====== MATERIALS PROVIDED
PR #934, opened 2024-08-21
feat: draft async get assets

dfguerrerom:
from the current recursive function implementation the time to load 100 assets stored in multiple folders, the time was:

####################### Recursive #######################
Execution time: 13.889884233474731 seconds

By using the suggested implementation we could improve the result  by 80%. 

####################### Async Concurrent 2 #######################
Execution time: 2.823052406311035 seconds

### DIFF
--- a/sepal_ui/scripts/gee.py
+++ b/sepal_ui/scripts/gee.py
@@ -1,6 +1,7 @@
 """All the heleper methods to interface Google Earthengine with sepal-ui."""
 
 import asyncio
+import os
 import time
 from concurrent.futures import ThreadPoolExecutor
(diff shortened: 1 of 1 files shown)


dfguerrerom:
It works but I don't want to dispatch threads to process the requests, I would like to create a fully asyncio call...

dfguerrerom:
Adding max_concurrent_tasks parameter with a semaphore I think will be enough to be sure this feature won't cause any issue. I will merge this PR and later I will open a new one once https://github.com/dfguerrerom/ee-client/issues/3 integrates this changes.

PR #935, opened 2024-08-21
refactor: remove changelog

dfguerrerom:


12rambau (approved):

dfguerrerom:
@12rambau you installed the sphinx repo as dependency in `.readthedocs.yaml` file, which uses an unreleased version... I also used that one as the requirements in in the `pyproject.toml`, do you think it is fine if we just unpin those?

The problem with the build in readthedocs was because we were using the `mdinclude` directive to include the CHANGELOG.md, but if we are not updating it, I think we can just remove it, but, is there a reason for not `update_changelog_on_bump` ?

PR #956, opened 2024-11-15
Asset select

dfguerrerom:
When someone pastes an asset_id directly into the AssetSelect and then clicks a "button" which triggers an event, the AssetSelect validation doesn't get triggered until the button event finishes... this causes validations errors.

This PR adds an optional argument that:

- Triggers validation of AssetSelect with a debounce when the `update:search-input` event is emitted.

I don't foresee any issue with this change.

### DIFF
--- a/pyproject.toml
+++ b/pyproject.toml
@@ -48,7 +48,8 @@ dependencies = [
     "natsort",
     "typing-extensions",
     "nest-asyncio", # planet API interaction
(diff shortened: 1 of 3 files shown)


dfguerrerom:
I'm bypassing the checks and merging since the error is unrelated with this PR, I have opened an issue to track it: https://github.com/openforis/sepal_ui/issues/957

PR #28658, opened 2024-01-10
fix(amplify): addBranch fails synth with "cannot find entry file..."

kaizencc:
Error:

```bash
Error: Cannot find entry file at /node_modules/@aws-cdk/custom-resource-handlers/dist/
aws-amplify-alpha/asset-deployment-handler/index.js
```

In #27955, we migrated the aws-amplify-alpha custom resource to `@aws-cdk/custom-resource-handlers`, our internal package for storing all custom resources. However, this migration was half-baked. The reason is because we seem to have depended on our `@aws-cdk/custom-resource-handlers` package directly. That works locally, as we have `custom-resource-handlers` readily available. 

```
|-- @aws-cdk
    |-- aws-amplify-alpha
    |-- custom-resource-handlers
```

`aws-amplify-alpha` directly went into `custom-resource-handlers` to grab the necessary entry file. This works locally, because we have access to all folders with impunity.

Of course, when packaged and published, we publish only `aws-amplify-alpha` with no other outside folders:

```
|-- @aws-cdk 
    |-- aws-amplify-alpha
```

Thus, the published module would not have access to the file under `custom-resource-handlers`, and predictably fails at synth time. 

In `aws-cdk-lib`, we airlift the necessary files _into_ the package and release it alongside `aws-cdk-lib`:

```
|-- aws-cdk-lib
    |-- aws-synthetics
    |-- custom-resource-handlers/dist/aws-synthetics/custom-resource-handler // this was airlifted into aws-cdk-lib
```

We are supposed to do the same airlift mechanism for `aws-amplify-alpha` but somehow that was forgotten. This PR adds in the necessary structure, so now `aws-amplify-alpha` looks like this:

```
|-- @aws-cdk 
    |-- aws-amplify-alpha
        |-- custom-resource-handlers/dist/aws-amplify-alpha // airlifted in via this PR
    |-- custom-resource-handlers/dist
        |-- aws-amplify-alpha
```

(please excuse my horrible ascii notation)

Fixes #28633. Fixes #28089. I tested my locally packaged `aws-amplify-alpha` on a local CDK app to confirm that the necessary structure exists in the packaged module.

----

*By submitting this pull request, I confirm that my contribution is made under the terms of the Apache-2.0 license*

Issue #28633, opened 2024-01-09
@aws-cdk\aws-amplify-alpha: branch


PetroLiubynskyi:
### Describe the bug

The [issue #28289](https://github.com/aws/aws-cdk/issues/28289) was not resolved. Adding of **_dev_** dependency to **@aws-cdk/custom-resource-handlers** package inside **@aws-cdk/aws-amplify-alpha** without publishing @aws-cdk/custom-resource-handlers npm package won't have any effect on the described bug.

When running stack with the following code (Python) it is not possible to deploy to AWS Amplify from asset as it is described in [documentation](https://docs.aws.amazon.com/cdk/api/v2/python/aws_cdk.aws_amplify_alpha/README.html#deploying-assets)

The code

```python
amplify_app = amplify.App(
            self, 
            "Amplify",
            app_name="my-app",
            platform=amplify.Platform.WEB
        )

deployed_bundle = assets.Asset(
            self,
            "DeployedBundle",
            path=bundle_path)

amplify_app.add_branch(
            "AmplifyBranch",
            branch_name=env,
            asset=deployed_bundle,
            auto_build=False,
            pull_request_preview=False
        )
```

### Expected Behavior

Amplify branch should be created from an asset

### Current Behavior

Amplify branch is not created from an asset 

The following error appears

![image](https://github.com/aws/aws-cdk/assets/124598808/5b570f98-416c-4d54-ab35-4adbe458ffc7)

### Reproduction Steps

Execute the code

```python
amplify_app = amplify.App(
            self, 
            "Amplify",
            app_name="my-app",
            platform=amplify.Platform.WEB
        )

deployed_bundle = assets.Asset(
            self,
            "DeployedBundle",
            path=bundle_path)

amplify_app.add_branch(
            "AmplifyBranch",
            branch_name=env,
            asset=deployed_bundle,
            auto_build=False,
            pull_request_preview=False
        )
```

### CDK CLI Version

aws-cdk.aws-amplify-alpha==2.118.0a0

### Framework Version

aws-cdk-lib==2.118.0

### Node.js Version

18.14.0

### OS

Windows 11 Pro

### Language

Python

### Language Version

3.10.11

PR #28760, opened 2024-01-18
fix(redshift): enableRebootForParameterChanges fails synth with "cannot find entry file…"

paulhcsun:
Error:
```
Error: Cannot find entry file at /node_modules/@aws-cdk/custom-resource-handlers/dist/
aws-redshift-alpha/asset-deployment-handler/index.js
```

This PR fixes the same issue detailed in https://github.com/aws/aws-cdk/pull/28658 but for `aws-redshift-alpha` as both modules have the same issue with accessing `custom-resource-handlers`. 

This PR uses the same airlift mechanism as `aws-cdk-lib` to move the necessary files into the `aws-redshift-alpha` package so its structure now looks like this:
```
|-- @aws-cdk 
    |-- aws-redshift-alpha
        |-- custom-resource-handlers/dist/aws-redshift-alpha // airlifted in via this PR
    |-- custom-resource-handlers/dist
        |-- aws-redshift-alpha
```

The airlift script only moves the `index.js` file and not the `*/generated.ts` files because imports in alpha module `*/generated.ts` files do not currently work since the import paths were written to only support stable modules in `aws-cdk-lib`. 

I've tested the `aws-redshift-alpha` package locally on a local CDK app and confirmed the necessary structure exists in the packaged module. The local app calls the `cluster.enableRebootForParameterChanges()` method which creates the custom resource and I was able to verify that the cluster deploys properly and is rebootable. 

Related to https://github.com/aws/aws-cdk/issues/28633 but this is the fix for `aws-redshift-alpha`

----

### DIFF
--- a/packages/aws-cdk-lib/aws-ec2/lib/launch-template.ts
+++ b/packages/aws-cdk-lib/aws-ec2/lib/launch-template.ts
@@ -338,7 +338,7 @@ export interface LaunchTemplateProps {
   readonly keyName?: string;
 
   /**
-   * The SSK keypair to grant access to the instance.
+   * The SSH keypair to grant access to the instance.
    *
    * @default - No SSH access will be possible.
    */


packages/@aws-cdk/aws-redshift-alpha/scripts/airlift-custom-resource-handlers.sh
```diff
@@ -0,0 +1,38 @@
+#!/bin/bash
+
+scriptdir=$(cd $(dirname $0) && pwd)
+customresourcedir=$(node -p "path.dirname(require.resolve('@aws-cdk/custom-resource-handlers/package.json'))")
+awscdklibdir=${scriptdir}/..
+
+function airlift() {
+  # core needs to be airlifted directly to core to prevent circular dependencies
```
kaizencc, line 8: is this comment still relevant?

packages/@aws-cdk/custom-resource-handlers/README.md
```diff
@@ -15,13 +15,16 @@ and included as part of the `aws-cdk-lib` package.
...
 
+- aws-amplify-alpha/asset-deployment-handler
 - aws-amplify-alpha/asset-deployment-handler
 
 These handlers are excluded from `aws-cdk-lib/custom-resource-handlers` and are individually
 copied into their respective `-alpha` packages at build time. When an `-alpha` package is
 stabilized, part of the stabilization process **must** be to remove `-alpha` from the folder
 name, so that it is included in `aws-cdk-lib`.
 
+`*/generated.ts` files are not supported for alpha modules due to import paths that only work for stable modules in `aws-cdk-lib`.
```
kaizencc, line 26: Explain that they must be added into `custom-resources-framework/config.ts` as `ComponentType.NO_OP`

packages/@aws-cdk/custom-resource-handlers/README.md
```diff
@@ -15,13 +15,16 @@ and included as part of the `aws-cdk-lib` package.
 
 ### Experimental:
 
+- aws-amplify-alpha/asset-deployment-handler
```
kaizencc, line 18: wrong custom resource :)

kaizencc (changes requested):
Some documentation changes and then we're all good. Thanks @paulhcsun

PR #28770, opened 2024-01-19
chore: run integration tests in javascript only

GavinZZ:
Current situation:
yarn integ allows to run a TS integ file
CI doesn’t allow it, which caused confusing issues.
What we want instead:
Both local integ-runner and CI don’t allow it, so that this issue won’t happen again. To do this, we need to update integ-runner to disable running TS locally.

Closes #<issue number here>.

----


paulhcsun:
Based on the slack discussion this solution makes sense to me but I'd appreciate a second opinion on it. @mrgrain @kaizencc could one of you have a look as well since you had some input on the solution?

mrgrain (approved):

PR #28771, opened 2024-01-19
feat(stepfunctions): support Map ItemSelector

### LINKED ISSUE #23265: (aws_stepfunctions): Depreciated Parameters field in Map
### Describe the feature

As per https://docs.aws.amazon.com/step-functions/latest/dg/concepts-asl-use-map-state-inline.html#map-state-inline-deprecated-fields, `Parameters` filed is now depreciated. `ItemSelector` field should be used instead (https://docs.aws.amazon.com/step-functions/latest/dg/concepts-asl-use-map-state-inline.html#itemselector)

### Use Case

Depreciated fields may break compatibility

### Proposed Solution

As new `ItemSelector`  filed takes input in exactly the same form as depreciated 'Parameters', the easiest solution would be to rename field and create "alias" with depreciation warning durning synth.

### Other Information

_No response_

### Acknowledgements

### CDK version used

2.53.0

MacOS 13.0.1

abdelnn:
Adds support for Map's [ItemSelector](https://docs.aws.amazon.com/step-functions/latest/dg/input-output-itemselector.html) field and deprecates [parameters](https://docs.aws.amazon.com/step-functions/latest/dg/concepts-asl-use-map-state-inline.html#map-state-inline-deprecated-fields).

With the release of Distributed Maps, AWS StepFunctions has released a few new fields, and deprecated two old ones for Map states. One of them was `Iterator` which was replaced with `ItemProcessor`, the other one is `Parameters` (replaced by `ItemSelector`). A similar PR was made to deprecate `Iterator` (#27913). While they are deprecated, these fields are still supported (PR reflects that)

`ItemProcessor` and `ItemSelector` are both fields that are supported in `DISTRIBUTED` and `INLINE` mode, hence why they were added to the existing Map construct

Closes #23265

----


packages/aws-cdk-lib/aws-stepfunctions/lib/states/map.ts
```diff
@@ -63,12 +63,28 @@ export interface MapProps {
...
    */
   readonly parameters?: { [key: string]: any };
 
+  /**
+   * The JSON that you want to override your default iteration input (mutually exclusive  with `parameters`).
+   *
+   * @see
+   * https://docs.aws.amazon.com/step-functions/latest/dg/input-output-itemselector.html
+   *
+   * @default $
```
scanlonp, line 84: Does $ have a significance as a default? Can this docstring be descriptive?

packages/aws-cdk-lib/aws-stepfunctions/test/map.test.ts
```diff
@@ -209,6 +255,23 @@ describe('Map State', () => {
     app.synth();
   }),
 
+  test('synth is successful with item selector', () => {
```
scanlonp, line 258: This test is covered with the integ test, but is fine.

scanlonp (changes requested):
A couple nits + you should use assertions in the integ test. Otherwise looks good to me!

packages/aws-cdk-lib/aws-stepfunctions/lib/states/map.ts
abdelnn: `$` represents the entire state input in Step Functions. Because this is essentially a replacement of `parameters`, I kept the docstring the same as what it was for `parameters`.

packages/@aws-cdk-testing/framework-integ/test/aws-stepfunctions/test/integ.map-itemselector.ts
```diff
@@ -0,0 +1,37 @@
+import { IntegTest } from '@aws-cdk/integ-tests-alpha';
+import * as cdk from 'aws-cdk-lib';
+import * as sfn from 'aws-cdk-lib/aws-stepfunctions';
+
+/**
+ * Stack verification steps:
+ *
+ * -- aws stepfunctions describe-state-machine --state-machine-arn <stack-output> has a status of `ACTIVE`
+ */
```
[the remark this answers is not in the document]
abdelnn: Thanks for the callout! Should be added now

scanlonp (approved):
Good addition! Thanks!

scanlonp (approved):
============
Copy the entries word for word. Start at the first line and end with the line containing "from concurrent.futures import".

PR #934, opened 2024-08-21
feat: draft async get assets

dfguerrerom:
from the current recursive function implementation the time to load 100 assets stored in multiple folders, the time was:

####################### Recursive #######################
Execution time: 13.889884233474731 seconds

By using the suggested implementation we could improve the result  by 80%. 

####################### Async Concurrent 2 #######################
Execution time: 2.823052406311035 seconds

### DIFF
--- a/sepal_ui/scripts/gee.py
+++ b/sepal_ui/scripts/gee.py
@@ -1,6 +1,7 @@
 """All the heleper methods to interface Google Earthengine with sepal-ui."""
 
 import asyncio
+import os
 import time
 from concurrent.futures import ThreadPoolExecutor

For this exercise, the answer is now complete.